1-6 The speaker plunges straight into his self-justification, declaring that he will take revenge for all the recitations he has sat through in the past. Implicit in this apologia is a recusatio, a ‘refusal’ to tackle epic, in favour of satire. He begins with a series of four rhetorical questions, the first two introduced by the antithetical extremes semper and numquam; the second two by anaphora of inpune which reiterates numquam … reponam. The increasing length of the questions conveys his vehemence.

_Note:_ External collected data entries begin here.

PR #3155, opened 2024-12-11
feat(integration): back fill missing base url

hassan254-prog:

- Backfill missing `proxy.base_url`

### DIFF
--- a/packages/shared/providers.yaml
+++ b/packages/shared/providers.yaml
@@ -514,7 +514,7 @@ auth0:
         grant_type: refresh_token
     docs: https://docs.nango.dev/integrations/all/auth0
     proxy:
-        base_url: https://${connectionConfig.subdomain}
+        base_url: https://${connectionConfig.subdomain}.auth0.com
     connection_config:
         subdomain:
             type: string
@@ -748,7 +748,7 @@ battlenet:
     token_params:
         grant_type: authorization_code
     proxy:
-        base_url: https://${connectionConfig.apiBaseUrl}
+        base_url: https://${connectionConfig.apiDomain}
     docs: https://docs.nango.dev/integrations/all/battlenet
     connection_config:
         extension:
@@ -758,10 +758,10 @@ battlenet:
             example: com
             pattern: '^[a-z.]+$'
             order: 1
-        apiBaseUrl:
+        apiDomain:
             type: string
-            title: API Base Url
-            description: The base url to where you will access your API
+            title: API Domain
+            description: The domain to where you will access your API
             example: us.api.blizzard.com
             pattern: '^[a-z.]+$'
             prefix: https://
@@ -1794,7 +1794,7 @@ contentstack:
     token_url: https://${connectionConfig.subdomain}.contentstack.com/apps-api/apps/token
     docs: https://docs.nango.dev/integrations/all/contentstack
     proxy:
-        base_url: https://${connectionConfig.apiBaseUrl}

I ego auditor: supply ero or sim; the omission of the verb conveys indignation, egoindicates the speaker's self-centredness. He portrays himself as an auditor at a recitation (hence 3 recitauerit and 13 lectore), a regular social event in Rome ranging from the private dinner-party (Mart. 3.45, 11.52.16-18; J. 11.179-81) to grander affairs to which the educated public was invited (Plin. Ep. 1.13). The Romans tended to listen to ‘literature’ rather than simply read it as we do. tantum ‘only’. This prepares us for his desire for revenge. reponam ‘retaliate’, literally ‘repay (a debt)’, with no object expressed here. For the idea of taking revenge for recitations, cf. Hor. Ep. 1.19.39 ego nobilium scriptorum auditor et ultor.
2, uexatus: the past participle has a concessive or causal force, ‘though harassed’ or ‘for having been harassed’ (Woodcock §92). Theseide Cordi: the poet Cordus is unknown to us and the name possibly fictitious. His poem is an epic about the Athenian hero Theseus (cf. Aeneas - Aeneid), a hackneyed subject; totiens and rauciy ‘hoarse’, imply that it is very long.
3-4 inpune … recitauerit … consumpserit … : fut.perf.: ‘shall he have got away scot-free with reciting … with taking up … ’. ergo: on J.'s prosody see Introduction §8. togatas: i.e. fabulae togatae, comedies with a Roman setting, as opposed to fabulae palliatae,Latin comedies with a Greek setting, such as those of Plautus and Terence. elegos: the genre of Roman love elegy bloomed in the first century BC (Gallus, Tibullus, Propertius, Ovid), but elegies were still recited and written in J.'s time (Mart. 8.70.7; Plin. Ep. 6.15).